PR #65, opened 2024-11-05
KIP-0032: Cross-Chain Function Call Syntax Enhancement

DaisukeFlowers:
This KIP proposes a syntax enhancement for Pact that enables specifying the chain ID within function calls to facilitate direct cross-chain interactions. By including the chain ID in function calls, we aim to simplify and expand cross-chain workflows, reducing reliance on yield/resume constructs for data transfer only. This will allow contracts to directly interact across chains, improving developer efficiency and usability for complex multi-chain operations.

Looking forward to feedback and any suggestions on refining the proposal!

---
  - https://app.asana.com/0/0/1208690299578288

### DIFF
--- a/kip-0032.md
+++ b/kip-0032.md
@@ -44,7 +44,7 @@ Kadena's current cross-chain communication utilizes `defpact`, `yield`, and `res
 ```pact
 (defpact crossChainTransfer
   (step "Step 1" (yield { "data-key": data-value }))
-  (step "Step 2" (resume { "data-key": data-value })))
+  (step "Step 2" (resume { "data-key":= data-value })))
 ```
 
 ### Proposed Cross-Chain Function Call
--- a/kip-0032.md
+++ b/kip-0032.md
@@ -54,6 +54,15 @@ Kadena's current cross-chain communication utilizes `defpact`, `yield`, and `res
 
 This allows developers to call `functionZ` directly on `chain123` within `namespaceX.contractY`.
 
+### Example
+```pact
+;; Current usage
+(free.token.get-balance ACCOUNT)
+
+;; Proposed usage
+(1.free.token.get-balance ACCOUNT)
+```
+
 ## Backward Compatibility
 
 The proposal is fully backward-compatible. The existing `(namespace.contract.function PARAMETERS)` syntax remains unchanged for single-chain calls.
--- a/kip-0032.md
+++ b/kip-0032.md
@@ -1,5 +1,5 @@
 ---
-KIP: "0029"
+KIP: "0032"
 Title: Cross-Chain Function Call Syntax Enhancement by Including Chain ID in Function Calls
 Author: @DaisukeFlowers
 Status: Draft
@@ -8,7 +8,7 @@ Category: Pact
 Created: 2024-11-04
 ---
 
-# KIP-0029: Cross-Chain Function Call Syntax Enhancement by Including Chain ID in Function Calls
+# KIP-0032: Cross-Chain Function Call Syntax Enhancement by Including Chain ID in Function Calls
 
 ## Abstract
 
--- a/kip-0029.md
+++ b/kip-0029.md
@@ -1,0 +1,65 @@
+---
+KIP: "0029"
+Title: Cross-Chain Function Call Syntax Enhancement by Including Chain ID in Function Calls
+Author: @DaisukeFlowers
+Status: Draft
+Type: Improvement
+Category: Pact
+Created: 2024-11-04
+---
+
+# KIP-0029: Cross-Chain Function Call Syntax Enhancement by Including Chain ID in Function Calls
+
+## Abstract
+
+Introducing a syntax that includes the chain ID in the function call to enable direct cross-chain interactions. This proposal aims to simplify cross-chain workflows by allowing function calls across chains, which is currently limited to data transfer only. With this change, cross-chain communication becomes more intuitive and flexible, making the development of complex interactions more efficient.
+
+## Motivation
+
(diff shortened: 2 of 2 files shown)


kip-0032.md
```diff
@@ -0,0 +1,74 @@
...
+
+# KIP-0032: Cross-Chain Function Call Syntax Enhancement by Including Chain ID in Function Calls
+
+## Abstract
+
+Introducing a syntax that includes the chain ID in the function call to enable direct cross-chain interactions. This proposal aims to simplify cross-chain workflows by allowing function calls across chains, which is currently limited to data transfer only. With this change, cross-chain communication becomes more intuitive and flexible, making the development of complex interactions more efficient.
+
+## Motivation
+
+Kadena's current cross-chain communication utilizes `defpact`, `yield`, and `resume` constructs to transfer data between chains. While effective for data exchange, this approach is limited and can become complex for developers who need to execute functions or retrieve information from other chains directly.
```
LindaOrtega, line 19: Hi @DaisukeFlowers, I'm rewording this a bit to make sure I understand the main ask:
- Is this asking for smart contracts to call functions in other chains?
- This would be similar to how smart contracts can currently call functions in other smart contracts within the same chain, correct?

LindaOrtega: _**Example of reading the state in another chain:**_
Let say the following Pact code is being **executed on Chain 0**:
```Pact
(free.token.get-balance ACCOUNT_A)
(1.free.token.get-balance ACCOUNT_A)
```
`(free.token.get-balance ACCOUNT_A)` will retrieve the account balance of `ACCOUNT_A` in Chain 0.
But `(1.free.token.get-balance ACCOUNT_B)` will retrieve the account balance of `ACCOUNT_A` in Chain 1.

_**Example of changing the state in another chain:**_
Let say the following Pact code is being **executed on Chain 0**:
```Pact
(2.free.token.transfer ACCOUNT_A ACCOUNT_B 2.5)
(free.someOtherToken.transfer ACCOUNT_B ACCOUNT_A 1.0)
```
`(2.free.token.transfer ACCOUNT_A ACCOUNT_B 2.5)` will transfer funds from these accounts on chain 2.
`(free.someOtherToken.transfer ACCOUNT_B ACCOUNT_A 1.0)` will transfer funds from these accounts on chain 0.

-----

Are these examples correct?

DaisukeFlowers: Hi Linda, all statements are correct. 
The function will be will executed as in the stated chain.
In the last example: 
If the following is run in the chain 0
`(2.free.token.transfer ACCOUNT_A ACCOUNT_B 2.5)`   
ACCOUNT_A from chain 2 will transfer to ACCOUNT_B from chain 2. 
The function will run as if in chain 2 from chain 0.

LindaOrtega: Aw, I see! 

**TL;DR:**
Unfortunately, being able to execute code on multiple chains (especially code that changes the state) is not feasible at the moment with the current `chainweb-node` architecture. 

That means that chain X cannot run code on chain Y directly.

**Longer Explanation:**
Each chain has its own block and Pact history. You can think of the different chains in Kadena as "mini" blockchains in their own right; and together they make up the bigger Kadena network. Its just that the consensus algorithm of the entire network requires hash information from all chains (see the [Whitepaper](https://cdn.sanity.io/files/agrhq0bu/production/1e4f5f6b99d1cb0701432df6e23e9bbbf46ea363.pdf) for more details).

So for the different chains to communicate with each other about their respective Pact state, they need to use a "bridge" (of sorts). This "bridge" is what we usually call `cross-chain` operations.

------

But I would like to explore the problem you brought up a little bit more, and see if there is another solution that can work. For example, there might be a way to make using `defPact` easier. 

Could you elaborate on the use case you had in mind that needed the feature being proposed? And is it something that's feasible (but complex) to do right now?

DaisukeFlowers: I understand. 
What I'm trying to accomplish is the possibility to pay dividends. 
In order to do that, all shares contracts in all chains need to know how much KDA they have to calculate the dividend per share.
If the shares contract in chain 0 has 50 KDA, shares contract in chain 1 has 50 KDA and shares contract in chain 2 has 0 KDA, and all my shares are in contract in chain 2, even if it has 0 KDA, I would still be entitle of the corresponding of the total 100 KDA that the company holds.
In order to do this, each chain needs to transmit what they hold to all other chains and once all chains know how much they hold they can calculate how much dividend per share is, and do the analysis of how much they have and how much they owe, and then if they owe more than they have, all shares contracts in different chains will need to balance and transfer between them to have enough to pay the dividends they owe. 
To do all this, is a big amount of cross-chain transfers and blocks. 
It would be easier if I could just read the tables in other chains, but that will not be possible.
The other option is to do it in 1 chain, I have that contract 100% functional but I really want to do it multi-chain.
I just need to find a good way to test all this cross-chain interaction ( looking forward cross-chain in RELP, I hope we get it soon)
Thanks you @LindaOrtega

edmundnoble: You can absolutely do this multi-chain. But this will require typical techniques from bridges and more generally distributed systems, like locking up shares for some period so that the chains can all agree for that period.

DaisukeFlowers: Hi @edmundnoble, I found it better to calculate the time weighted average of each share as part of the transfer function and just use that number to calculate the dividend per share than having a locking system. 
Once I can test and make sure everything works as intended in cross-chain I would love to share it with you and get some feedback.

edmundnoble: Sure. Time-weighting sounds feasible, just as long as you've calculated that the time-weight is sufficient to prevent any way you'd game the system by doing other things with the shares in the meantime.

edmundnoble:
The second KIP council resolves to close this KIP as it's infeasible to do this as-written in a way that gives the desired semantics.

We recognize though that there are areas in which there's some desire for improvement in the multi-chain developer experience, whether that's in Pact's syntax, or in making additional types of low-cost communication possible between chains.

PR #66, opened 2024-11-26
kip-0033: Lightweight Confirmation Layer

openaccess-id:
This proposal introduces a lightweight confirmation layer for Kadena, aimed at improving the scalability, reliability, and performance of multi-chain applications.


openaccess-id:
While this concept could be expanded further, the proposed approach is designed to minimize network load while providing the critical tools necessary for highly scalable and redundant projects. By utilizing these features, projects can confidently ensure secure, uninterrupted user experiences and maintain high throughput.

- What is required
Whenever the word "understand" appears in a line of the listing, report that line.

- Exercise output
LindaOrtega, line 19: Hi @DaisukeFlowers, I'm rewording this a bit to make sure I understand the main ask:
DaisukeFlowers: I understand. 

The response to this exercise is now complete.